A real-life hero, Chaitram Pawar from Maharashtra’s Baripada village in Dhule district showed to the rest of the country how with dedication and focused work, the man on the street can do wonders and force the government to sit up and take notice.
At a time when water, or rather the scarcity of water, is leading to water wars, here in this tiny village, Chaitram brought development to Baripada, a small, with just 108 Vanvasi families and a population of just 785.

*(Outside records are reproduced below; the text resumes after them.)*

PR #638, opened 2020-01-05
[KW]: Resolve uninitialized class member issue

Galvien:
After running the klocwork script on RDKB with prplMesh, the following error was received : 

" 'this->***' is not initialized in this constructor. "

This KW error indicates that there is a class member possibly unassigned.
This PR fixes all occurrences of this issue by updating each of those constructors to assign its uninitialized member a default value.

In addition, update .gitignore to ignore KW files irrelevant to the GitHub repo.

### DIFF
--- a/.gitignore
+++ b/.gitignore
@@ -2,3 +2,7 @@ analyzer-venv
 /*.ipk
 /build/
 /logs/
+_GO_KW
+.kwlp
+.kwps
+kw_reports
--- a/common/beerocks/bcl/source/beerocks_logging.cpp
+++ b/common/beerocks/bcl/source/beerocks_logging.cpp
@@ -292,8 +292,7 @@ const std::string logging::syslogFormat("<%thread> %fbase[%line] --> %msg");
 
 logging::logging(const std::string config_path, std::string module_name)
     : m_module_name(module_name), m_logfile_size(LOGGING_DEFAULT_MAX_SIZE),
-      m_levels(LOG_LEVELS_GLOBAL_DEFAULT), m_syslog_levels(LOG_LEVELS_SYSLOG_DEFAULT),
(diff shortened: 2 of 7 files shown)


CoralMalachi:
The build failed, that's why it seemed it solved the issue.

.gitignore
```diff
@@ -2,3 +2,7 @@ analyzer-venv
 /*.ipk
 /build/
 /logs/
+_GO_KW
+.kwlp
+.kwps
+kw_reports
```
morantr, line 8: I think that we would like to see kw reports on the git, no?
@tomereli ?

common/beerocks/bcl/source/beerocks_logging.cpp
```diff
@@ -293,7 +293,7 @@ const std::string logging::syslogFormat("<%thread> %fbase[%line] --> %msg");
 logging::logging(const std::string config_path, std::string module_name)
     : m_module_name(module_name), m_logfile_size(LOGGING_DEFAULT_MAX_SIZE),
       m_levels(LOG_LEVELS_GLOBAL_DEFAULT), m_syslog_levels(LOG_LEVELS_SYSLOG_DEFAULT),
-      m_stdout_enabled("true"), m_syslog_enabled("false")
+        m_log_files_enabled(true), m_log_files_auto_roll(true), m_stdout_enabled(true), m_syslog_enabled(false)
```
morantr: Personally I am not a big fan of initializing class members in the initializer list, and do it only if I have to.
If it's possible, initialize the members on the class definition (.h file).

CoralMalachi: Agree.

morantr (approved):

Singer Mohit Chauhan and Water Warriors came together at one platform to brainstorm ideas for water conservation and rejuvenation. Presenting his success story at the day-long Sustainability Summit Panchjanya and Organizer the flagship publication of 73-year-old Bharat Prakashan (Delhi) Limited, the environmental activist said that in the early 1990s the village faced scarcity of firewood, food, and water due to deforestation.
A hill near the village became barren, and one-third of village wells went dry.

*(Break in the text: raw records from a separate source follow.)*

PR #639, opened 2020-01-05
Feature/runtime raw socket disable

morantr:
If raw socket fails to be opened due to insufficient permissions continue without it.

### DIFF
--- a/agent/src/beerocks/monitor/monitor_rssi.cpp
+++ b/agent/src/beerocks/monitor/monitor_rssi.cpp
@@ -38,8 +38,6 @@ void monitor_rssi::stop()
         close(arp_socket);
         arp_socket = -1;
     }
-    mon_db       = nullptr;
-    slave_socket = nullptr;
 }
 
 bool monitor_rssi::start(monitor_db *mon_db_, Socket *slave_socket_)
@@ -61,6 +59,7 @@ bool monitor_rssi::start(monitor_db *mon_db_, Socket *slave_socket_)
     arp_socket_class = new Socket(arp_socket);
     std::string err  = arp_socket_class->getError();
     if (!err.empty()) {
+        arp_socket = -1;
         LOG(ERROR) << "Opening Socket err:" << err;
         return false;
     }
@@ -202,6 +201,13 @@ void monitor_rssi::process()
         auto arp_state  = sta_node->get_arp_state();
         auto &sta_stats = sta_node->get_stats();
 
+        // If the arp is disabled, there is no point being in any other state that is not IDLE,
+        // since all other states are arp related. Thus, override the arp state to IDLE when arp is
+        // disabled.
+        if (!arp_enabled()) {
+            sta_node->set_arp_state(monitor_sta_node::IDLE);
+        }
+
         if (arp_state == monitor_sta_node::IDLE) {
             if (!poll_last)
                 continue;
@@ -241,7 +247,7 @@ void monitor_rssi::process()
                                << " delta_val=" << int(delta_val);
                 }
             }
-            if (!conf_disable_initiative_arp) {
+            if (arp_enabled() && !conf_disable_initiative_arp) {
                 if (std::chrono::steady_clock::now() >=
                     (sta_node->get_last_change_time() +
                      std::chrono::milliseconds(mon_db->MONITOR_LAST_CHANGE_TIMEOUT_MSEC))) {
--- a/agent/src/beerocks/monitor/monitor_rssi.h
+++ b/agent/src/beerocks/monitor/monitor_rssi.h
@@ -43,6 +43,8 @@ private:
     void send_rssi_measurement_response(std::string &sta_mac, monitor_sta_node *sta_node);
     void monitor_idle_station(std::string &sta_mac, monitor_sta_node *sta_node);
 
+    bool arp_enabled() { return arp_socket > 0; }
+
     monitor_db *mon_db = nullptr;
     Socket *slave_socket;
     int arp_socket;
--- a/agent/src/beerocks/monitor/monitor_thread.cpp
+++ b/agent/src/beerocks/monitor/monitor_thread.cpp
@@ -273,10 +273,10 @@ void monitor_thread::after_select(bool timeout)
 
             LOG(TRACE) << "mon_rssi.start()";
             if (!mon_rssi.start(&mon_db, slave_socket)) {
-                LOG(ERROR) << "mon_rssi.start() failed";
-                thread_last_error_code = MONITOR_THREAD_ERROR_ATTACH_FAIL;
-                stop_monitor_thread();
-                return;
+                // If monitor rssi failed to start, continue without it. It might failed due to
+                // insufficient permissions. Detailed error message is printed inside.
+                LOG(WARNING) << "mon_rssi.start() failed, ignore and continue without it";
+                mon_rssi.stop();
             }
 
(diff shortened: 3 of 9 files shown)


agent/src/beerocks/monitor/monitor_rssi.cpp
```diff
@@ -38,8 +38,6 @@ void monitor_rssi::stop()
         close(arp_socket);
         arp_socket = -1;
     }
-    mon_db       = nullptr;
```
tomereli, line 41: Why did you delete these lines? It is not clear from the commit message.

agent/src/beerocks/monitor/monitor_rssi.cpp
```diff
@@ -241,7 +247,7 @@ void monitor_rssi::process()
                                << " delta_val=" << int(delta_val);
                 }
             }
-            if (!conf_disable_initiative_arp) {
+            if (arp_enabled() || !conf_disable_initiative_arp) {
```
tomereli: Shouldn't this be `if (arp_enabled() && !conf_disable_initiative_arp)`?
And coming to think about it, shouldn't arp_enabled() be enough? i.e. move the conf_disable_initiative_arp check to inside the arp_enabled() API.

agent/src/beerocks/monitor/monitor_rssi.h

With the help of local NGO, Vanvasi Kalyan Ashram, he organised the villagers and laid the foundation of self-development, a model that has vowed everyone. What he did was to take full benefit of all the government schemes and get the villagers organised to start the afforestation programme and then tackled the water shortage.
Slowly it became a movement and today there are people from different parts of the country and the world visiting the village to look at how they managed to conserve the biodiversity in their surroundings. Strict punishments for cutting trees, no bullock carts in forests etc, villagers forming watch dog squads.